Power Efficient Approximate Divider Architecture for Error Resilient Applications

• Published in: 2022 IEEE 6th Conference on Information and Communication Technology (CICT) pp. 1 - 6
• Main Authors: Shriram, Abhay, Tiwari, Ayush, Anil Kumar, U., Ravi Teja Karri, Babu, Veeramachaneni, Sreehari, Ershad Ahmed, Syed
• Format: Conference Proceeding
• Language: English
• Published: IEEE 18.11.2022
• Subjects: Approximate computing; Approximate divider; Complexity theory; Computer architecture; Design methodology; Hardware; Image processing; Information and communication technology; Power demand
• DOI: 10.1109/CICT56698.2022.9997960

Approximate computing is an emerging paradigm in error-tolerant applications that leads to power-efficient designs without significant loss in quality.

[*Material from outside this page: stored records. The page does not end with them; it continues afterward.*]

PR #2512, opened 2026-08-28
Add thumbnails to ancestry and descendant reports

ghcaveman:
Add an option to add a small thumbnail to the ancestry and descendant report dialogs so that the primary image associated with an individual may be put on the report, much like all of the major players in the family tree business.  Also included a "mask" option so that uers can make the image oval shaped, or add a frame.


ghcaveman (commented):
I think this is ready

Nick-Hall:
There seems to be some duplication of code in the two reports. Consider using a library function.

Where did you obtain the images?  Are they open source?

ghcaveman:
Will take a look at adding a library for both reports.

Images were started with ChatGPT then heavily modified.  The simpler images are my original work.

emyoulation:
I noticed that all the included masks are .png files.  Perhaps you could use .SVG format vector data instead so they scale nicely for printing?

[https://github.com/ghcaveman/gramps/tree/f89aa18fb03fbf987fdc183554e3561ff0c8633c/images/masks](https://github.com/ghcaveman/gramps/tree/f89aa18fb03fbf987fdc183554e3561ff0c8633c/images/masks)

The obvious 1st two targets for SVG format would be:
* `images/masks/oval_frame_black_line.png`
* `images/masks/oval_frame_empty.png`

I suspect that converting some intricate PNgs would not be viable. The bitmapped PNGs to embedded base64-encoded raster data SVGs would make them huge.  But some of more simplistic images (like `images/masks/oval_frame_plain_gold.png` ) should be easily re-created with shape oriented data.   

It might be possible to control the background color of SVGs in code.... or to overlay SVG transparency masks.  And that would render theme colors and dark mode into non-issues.

ghcaveman:
The graphical tools I have do not support svg files, and I am not familiar with them enough to make comment on them.  I have no issue making such a change if they work seamlessly on all platforms, and you were willing to assist with conversion.  I chose the .png format for high compression/losslessness, and the largest image is less than 300K.
None of the images are required.  I would suggest if you want .svg files, perhaps adding extra images as alternatives would be a good option in addition to the .png files.

emyoulation:
Brainstorming follows:

The assumption is that the image being overlaid with these frames will already be generated as a Normal and Large thumbnails as soon as it is added the Media collection. Which makes preemptively generating Thumbnail-sized overlay Masks files attractive. The thumbnailers take variable file formats to consistently generate `.png` format at the same resolutions. And that consistency should make compositing easier.

I generated some .svg icons as Thumbnails and discovered a serious flaw. They took the default format to generate a bitmap and then scaled that. So instead it scaled up the preview bitmap to give Gramps crappy data.  

So I have to discover how to fix the quality before it'd be worth handing off to your overlay feature.

image

The data it could have been working: 
image

PR #2513, opened 2026-08-28
Add a descendantview, so we have the opposite view from pedigreeview.

ghcaveman:
In the charts menu we previously only had an upstream view for linage.  I added a view so we are now able to see downstream/top-down as well as the orignal upstream/bottom-up view.

### DIFF
--- a/gramps/plugins/view/descendantview.py
+++ b/gramps/plugins/view/descendantview.py
@@ -953,9 +953,7 @@ class DescendantView(NavigationView):
                         )
                         outbound_stub.set_vexpand(True)
                         outbound_stub.set_valign(Gtk.Align.FILL)
-                        table.attach(
-                            outbound_stub, grid_column - 1, grid_row, 1, 1
-                        )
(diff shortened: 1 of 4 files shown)


gramps/plugins/view/descendantview.py
```diff
@@ -0,0 +1,1584 @@
...
+        return True
+
+    def on_delete(self) -> None:
+        """Save config on shutdown."""
+        self._config.save()
+        NavigationView.on_delete(self)
+
+    def on_help_clicked(self, dummy) -> None:
+        """Display the relevant portion of Gramps manual."""
+        display_url(WIKI_PAGE)
```
Nick-Hall: Use `display_help` rather than `display_url` for manual pages.

Nick-Hall:
I don't see a problem with adding this as a built-in, but we would usually trial it as a third-party addon first.

gramps/plugins/view/descendantview.py
ghcaveman: I changed this.

PR #2521, opened 2026-09-17
Restore CI coverage reporting, fix stale Codecov badge

chrisdebian:
Fixes p:gramps:14333.

Coverage hasn't actually been measured since Travis CI was removed
in 2022 (120372e88c) — Codecov was only ever wired up through
Travis's own upload step, and nothing replaced it when the project
moved to GitHub Actions. Since then, each time a new maintenance
branch was cut, the badge URLs in README.md were mechanically
updated to reference the new branch name without anyone checking
the underlying Codecov data was still live. The "42%" on the badge
today is a frozen number from whenever Travis last ran, not
anything current.

This PR:
- Runs the existing unit test suite under coverage.py and uploads
  the report to Codecov via codecov/codecov-action.
- Leaves fail_ci_if_error: false, since this repo doesn't currently
  have a CODECOV_TOKEN secret set — happy to adjust once one exists.
- Points the README's CI/Codecov badges at master rather than the
  stale maintenance/gramps60 reference.

I don't have a way to add repo secrets, so a maintainer would need
to add CODECOV_TOKEN (from the project's Codecov settings) for
uploads to start actually succeeding — the workflow change is safe
to merge either way since it won't fail CI in the meantime.

Verified locally: `coverage run -m unittest ...` followed by
`coverage xml` produces a valid report; couldn't run the full suite
end-to-end in my environment (needs bsddb3/icu/a real display), so
this is mechanically verified rather than a full green local run.

Drafted with an AI assistant (Claude Code), reviewed manually.


chrisdebian:
CI failure on the first push was in report generation, not the tests — all 32,951 tests passed. `coverage xml` choked on `CliMerge.gpr.py`, an addon downloaded into the runner's home directory (outside the checked-out repo) by the earlier install-addons step; tests exercise it, coverage traces it, but the XML step can't find its source afterward. Pushed a fix using `--ignore-errors`, coverage.py's documented flag for exactly this case.

PR #2523, opened 2026-09-21
Grizard tools plugin

ghcaveman:
This is a plugin which is intended to help merge similar GEDCOM GED and XML files as well as gramps files.


hgohel:
@ghcaveman One of my commits ([aef9f35](https://github.com/gramps-project/gramps/pull/2523/commits/aef9f35ec64b67f5912c5d19543060d43f270a9a)) is showing up in this PR; you may want to start with a clean branch so that only your commits are included.

PR #4, opened 2018-08-02
global: REANA DB extracted from REANA Commons

diegodelemos:


tiborsimko:
Perhaps add 

```
Co-authored-by: XXX YYY <xxx.yyy@cern.ch>
```

in the commit log message, including each individual author from `r-commons`, in other to better highlight the code move?

tiborsimko:
(BTW, speaking of the git commit log message, perhaps we should use `(connect reanahub/reana#71)`  in the commit log itself, not only on the github issue, so that a trace would be left in the source code repository too; just like for `references` and `closes` and other such directives) should work just as well...)

PR #10, opened 2018-09-17
models: reana_specification field in Workflow

dinosk:
* Adds reana_specification field in Workflow table.
    
* Adds operational_parameters field to contain parameters related to
  the workflow engine execution.
    
Connects https://github.com/reanahub/reana-db/issues/12


reana_db/models.py
```diff
@@ -122,6 +129,14 @@ def get_workspace(self):
         """
         return build_workspace_path(self.owner_id, self.id_)
 
+    def get_parameters(self):
+        """Return workflow parameters."""
+        return self.reana_specification['workflow'].get('parameters', {})
```
diegodelemos: Shouldn't this be:
```suggestion
        return self.reana_specification.get('parameters', {})
```

PR #13, opened 2018-10-18
release: 0.4.0.dev20181018

diegodelemos:


diegodelemos:
Yes, as long as is it is a pre-release we won't fill it, once we are sure that everything is stable for 0.4.0 we tag it and release.

PR #14, opened 2018-10-18
models: fix get_parameters() for empty inputs

dinosk:
* Fixes Workflow.get_parameters() for the case of workflows without
  inputs.

### DIFF
--- a/reana_db/models.py
+++ b/reana_db/models.py
@@ -131,7 +131,7 @@ class Workflow(Base, Timestamp):
 
     def get_parameters(self):
         """Return workflow parameters."""
-        return self.reana_specification['inputs'].get('parameters', {})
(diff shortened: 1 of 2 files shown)


reana_db/models.py
```diff
@@ -131,7 +131,10 @@ def get_workspace(self):
 
     def get_parameters(self):
         """Return workflow parameters."""
-        return self.reana_specification['inputs'].get('parameters', {})
+        parameters = {}
+        if 'inputs' in self.reana_specification:
+            parameters = self.reana_specification['inputs'].get('parameters')
```
diegodelemos: Why not just
```suggestion
            parameters = self.reana_specification.get('inputs', {}).get('parameters', {})
```

PR #15, opened 2018-11-02
models: addition of deleted WorkflowStatus

dinosk:
Connects https://github.com/reanahub/reana-client/issues/192

### DIFF
--- a/reana_db/models.py
+++ b/reana_db/models.py
@@ -60,6 +60,7 @@ class WorkflowStatus(enum.Enum):
     running = 1
     finished = 2
     failed = 3
+    deleted = 4
 
 
 class Workflow(Base, Timestamp):


reana_db/models.py
```diff
@@ -60,6 +60,7 @@ class WorkflowStatus(enum.Enum):
     running = 1
     finished = 2
     failed = 3
+    deleted = 4
```
diegodelemos: Can you please add `stopped` already? (according to https://github.com/reanahub/reana-client/issues/192#issuecomment-437003151 we should be fine with those status for now). And also rebase.

dinosk: I think it's better to add it in the PR group for `workflow stop`, if it is part of this PR, it won't show for example that the `workflow stop` adds something to the DB.

diegodelemos: Agree 👍 can you rebase?

PR #26, opened 2019-02-08
workflow: add get owner access token

diegodelemos:
Connects reanahub/reana-workflow-controller#184.


reana_db/models.py
```diff
@@ -144,6 +144,14 @@ def get_specification(self):
         """Return workflow specification."""
         return self.reana_specification['workflow'].get('specification', {})
 
+    def get_owner_access_token(self):
+        """Return workflow specification."""
```
roksys: """Return workflow owner access token."""

PR #56, opened 2020-01-22
models: adds restart and restart_info columns

roksys:


reana_db/models.py
```diff
@@ -100,6 +100,8 @@ class Workflow(Base, Timestamp):
     run_stopped_at = Column(DateTime)
     run_number = Column(Integer)
     job_progress = Column(JSONType, default=dict)
+    restart = Column(Boolean, default=False)
+    restart_info = Column(JSONType, default=list)
```
tiborsimko: As discussed briefly, while developing workflows, people may stay on the same run number for a long time.  This leads to multiple workflow restarts from various steps, which means that the restart column would grow... It may be better to rather extend on orthogonal direction, i.e. not new columns but rather new rows/tables.  Might be more scalable.

Also, if we have a "runtime log" table that stores all the runs, then making statistics how much CPU time user Y consumed would be easy for both runs and reruns, since the script can operate on both the same way.  (If the rerun info is stored in a column, the script would have to operate on both rows and columns, making it more error-prone).

We could think of a (i) "workflow runs" table that would store all the runs and reruns; this will also help to make the main workflow table short in case it grows too much.  (Kind of like keeping inbox vs archive folders.)

We could think of a more general (ii) "audit" table that would store not only run and rerun information, but other various actions of interest for taking note of.  The table in this case would be rather general (=who performed what action at what time with some free parameters e.g. runtime cost and disk space cost). 

We can muse more IRL on those options.

PR #57, opened 2020-01-27
models: adds workspace_path column

roksys:
* Saves workspace path column in order to allow reuse of
  workspace.

* Addresses reanahub/reana-workflow-controller/issues/289

### DIFF
--- a/reana_db/models.py
+++ b/reana_db/models.py
@@ -13,9 +13,10 @@ from __future__ import absolute_import
 import enum
 import uuid
 
-from sqlalchemy import (Boolean, Column, DateTime, Enum, ForeignKey, Integer,
+from sqlalchemy import (Boolean, Column, DateTime, Enum, Float, ForeignKey,
                         String, Text, UniqueConstraint)
 from sqlalchemy.ext.declarative import declarative_base
+from sqlalchemy.ext.hybrid import hybrid_property
 from sqlalchemy.orm import relationship
 from sqlalchemy_utils import JSONType, UUIDType
 from sqlalchemy_utils.models import Timestamp
@@ -98,8 +99,10 @@ class Workflow(Base, Timestamp):
     run_started_at = Column(DateTime)
     run_finished_at = Column(DateTime)
     run_stopped_at = Column(DateTime)
-    run_number = Column(Integer)
+    _run_number = Column('run_number', Float)
     job_progress = Column(JSONType, default=dict)
+    workspace_path = Column(String)
+    restart = Column(Boolean, default=False)
     # job_progress = {
     #  jobs_total = {total: job_number}
     #  jobs_running = {job_ids: [], total: c}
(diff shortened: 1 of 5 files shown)


reana_db/models.py
```diff
@@ -154,6 +158,8 @@ def __init__(self,
             self.run_number = 1
         else:
             self.run_number = last_workflow.run_number + 1
+        self.workspace_path = workspace_path or self.get_workspace()
```
diegodelemos: Only if no one else is calling `get_workspace` anymore, we could just call `build_workspace_path` directly and get rid of `get_workspace` method:
```suggestion
        self.workspace_path = workspace_path or build_workspace_path(owner_id, id_)

```

I think it would be more clear, read as "if there is no workspace path, one will be built", WDYT?

diegodelemos: Can't we apply the previous comment diff, just as it is? That would allow us to completely get rid of `get_workspace`, I don't see it being used anywhere:
```console
$ rg "get_workspace\(\)"
reana-db/reana_db/models.py
161:        self.workspace_path = workspace_path or self.get_workspace()
```

reana_db/models.py
```diff
@@ -150,22 +155,21 @@ def __init__(self,
             name=name,
             owner_id=owner_id).\
             order_by(Workflow.run_number.desc()).first()
-        if not last_workflow:
-            self.run_number = 1
+        if restart:
```
diegodelemos: An observation regarding how the run number is exposed to users. If you run a workflow once, you will see:
```console
$ rc run 
[INFO] Creating a workflow...
workflow.1.0
[INFO] Uploading files...
File code/helloworld.py was successfully uploaded.
File data/names.txt was successfully uploaded.
[INFO] Starting workflow...
workflow.1.0 is running
```
It seems a bit weird to see the `1.0` when I haven't used the restart feature. I would rather expect to see ` 1` and then when I run `reana-client start --restart -w workflow.1` I would expect to see `1.1`.

I think we could easily do this here by using:
```python
In [1]: run_number_with_restart = 1.1 

In [2]: run_number_with_no_restart = 2.0                                    

In [3]: run_numbers = [run_number_with_restart, run_number_with_no_restart] 

In [4]: for run_number in run_numbers:
   ...:     if run_number.is_integer(): 
   ...:         print(int(run_number))
   ...:     else: 
   ...:         print(run_number) 
   ...:            
1.1
2
```

If we do it, I would try to move the whole `run_number_increase` logic to a different method, so we keep the constructor tidy.

roksys: Thanks for suggestions, it was addressed.

tests/test_models.py
```diff
@@ -0,0 +1,69 @@
...
+"""REANA-DB models tests."""
+
+from uuid import uuid4
+
+import pytest
+
+from reana_db.models import Workflow
+
+
+def test_workflow_run_number_assignment(db, session):
```
diegodelemos: 🚀

PR #60, opened 2020-02-05
Workflow query fix

roksys:


reana_db/utils.py
```diff
@@ -103,7 +103,7 @@ def _get_workflow_with_uuid_or_name(uuid_or_name, user_uuid):
         # `run_number` was specified.
         # Check `run_number` is valid.
         try:
-            float(run_number)
+            run_number = float(run_number)
```
tiborsimko: Hmm, looking at instances of float and int casting in the code base, and looking at possible RDBMS differences in handling floats, what about:

- either forcing the run number to be `float` everywhere on the cluster side (e.g. `42.0`) and hiding the `42.0` complexity into `42` on the  reana-client side?

- or using two integer columns, run_number and rerun_number, in the DB model, each properly indexed for speed, and defining proper getter/setter hybrid property for run_number lookups that would look in both columns based on run_number string without any needs for float casting?

It might be more robust that way, i.e. considering run number as a string composed of two integers separated by dot, and not casting anything. Let's muse IRL?

PR #64, opened 2020-04-22
models: add audit log and user token tables

### LINKED ISSUE #18: Addition of audit table.
Actions like deletion of a workflow and others, could be logged in a more complete way if there would be a table to store meta information about them.
This could be an `audit` table with the following structure:
```
  audit
----------
creation_timestamp
last_modification_timestamp
user (id)
action (text)
details (json)

```

In the workflow deletion case a row would show:
who (user) 
did (deleted in action)
what (workflow id in json)
and how (hard/soft delete details in json).

Other actions like file uploads, downloads, removals could be captured in a similar way.

mvidalgarcia:
closes #18
closes reanahub/reana-ui#93

#### TODO:
- [x] Docstrings
- [x] `type` column and adapt
- [x] DB constraint: one single `active` token per `type`.
- [x] Tests

### DIFF
--- a/reana_db/models.py
+++ b/reana_db/models.py
@@ -43,6 +43,7 @@ class User(Base, Timestamp):
     full_name = Column(String(length=255))
     username = Column(String(length=255))
     workflows = relationship("Workflow", backref="user_")
+    audit_logs = relationship("AuditLog", backref="user_")
 
     def __repr__(self):
         """User string represetantion."""
@@ -301,3 +302,25 @@ class JobCache(Base, Timestamp):
     result_path = Column(String(1024))
     workspace_hash = Column(String(1024))
     access_times = Column(JSONType)
+
+
+class AuditLogAction(enum.Enum):
+    """Enumeration of audit log actions."""
+
+    request_token = 0
+
+
+class AuditLog(Base, Timestamp):
+    """Audit log table."""
+
+    __tablename__ = 'audit_log'
+
+    id_ = Column(UUIDType, unique=True, primary_key=True,
+                 default=generate_uuid)
+    user_id = Column(UUIDType, ForeignKey('user_.id_'), nullable=False)
+    action = Column(Enum(AuditLogAction), nullable=False)
+    details = Column(JSONType)
+
+    def __repr__(self):
+        """Audit log string representation."""
+        return f'<AuditLog {self.id_} {self.action}>'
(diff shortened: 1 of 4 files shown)


reana_db/models.py
```diff
@@ -301,3 +302,26 @@ class JobCache(Base, Timestamp):
...
+class AuditLog(Base, Timestamp):
+    """Audit log table."""
+
+    __tablename__ = 'audit_log'
+
+    id_ = Column(UUIDType, unique=True, primary_key=True,
+                 default=generate_uuid)
+    user_id = Column(UUIDType, ForeignKey('user_.id_'), nullable=False)
+    # created_at = Column(DateTime) # comes from Timestamp (created)
+    # modify_at = Column(DateTime) # comes from Timestamp (updated)
```
mvidalgarcia, line 322: Just for you to know that I didn't create these columns because apparently they come with `Timestamp`.

reana_db/models.py
```diff
@@ -301,3 +302,24 @@ class JobCache(Base, Timestamp):
...
+
+class AuditLog(Base, Timestamp):
+    """Audit log table."""
+
+    __tablename__ = 'audit_log'
+
+    id_ = Column(UUIDType, unique=True, primary_key=True,
+                 default=generate_uuid)
+    user_id = Column(UUIDType, ForeignKey('user_.id_'), nullable=False)
+    action = Column(Enum(AuditLogAction), nullable=False)
```
tiborsimko, line 321: In order to be future-friendly, please foresee adding a `details` JSON column, even if we won't use it much yet.  First possible use case: ask for reason to use REANA via a textarea near "Request token" button with leading text going like "Please explain briefly what would you like to use REANA for" that would be showing for non-physics users.  So the action `details` column would store `{"reason": "foo bar"}`.  See also https://github.com/reanahub/reana-db/issues/18#issuecomment-617660607

tiborsimko:
Since after this PR we'll have a different `User` table with token column gone, please amend also `r-server`'s facility for importing/exporting users, see ` _import_users()` and `_export_users()` there. The MVP for importing/exporting would be to import/export only "active" tokens; we'll use this for upgrading REANA production instance.  (The import/export of all tokens including "revoked" will be a plus for later.)

reana_db/models.py
```diff
@@ -18,6 +18,7 @@
 from sqlalchemy.ext.declarative import declarative_base
 from sqlalchemy.ext.hybrid import hybrid_property
 from sqlalchemy.orm import relationship
+from sqlalchemy.schema import Index
```
diegodelemos, line 21: Unused?

PR #65, opened 2020-04-28
models: add log action method for users

mvidalgarcia:
closes reanahub/reana-server#235

### DIFF
--- a/run-tests.sh
+++ b/run-tests.sh
@@ -10,5 +10,5 @@ pydocstyle reana_db && \
 isort -rc -c -df **/*.py && \
 check-manifest --ignore ".travis-*" && \
 sphinx-build -qnNW docs docs/_build/html && \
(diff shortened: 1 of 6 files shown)


run-tests.sh
```diff
@@ -10,5 +10,5 @@ pydocstyle reana_db && \
 isort -rc -c -df **/*.py && \
 check-manifest --ignore ".travis-*" && \
 sphinx-build -qnNW docs docs/_build/html && \
-python setup.py test && \
+REANA_SQLALCHEMY_DATABASE_URI=sqlite:///test.db python setup.py test && \
```
diegodelemos, line 13:
```suggestion
REANA_SQLALCHEMY_DATABASE_URI=sqlite:// python setup.py test && \
```
So it doesn't create the file.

The divider in these applications have complex hardware and more latency among the computational blocks resulting in power consumption. Hence approximating the division module would lead to designs with vastly improved power efficiency. A new approximate subtractor (AxSUB) is proposed in this paper with the intent to reduce the hardware complexity while achieving accuracy within permissible limits. The proposed AxSUB and existing approximate subtractor units are used in the restoring array division (RAD) architecture to prove the efficacy of the AxSUB. Comprehensive error and synthesis analysis are performed on RAD architectures implemented using AxSUB, and existing methods. Our proposed design achieved a 21% decrease in area and a 28% decrease in power consumption compared to the exact design. The proposed and existing RAD architectures is implemented on change detection applications to validate the quality-effort tradeoff.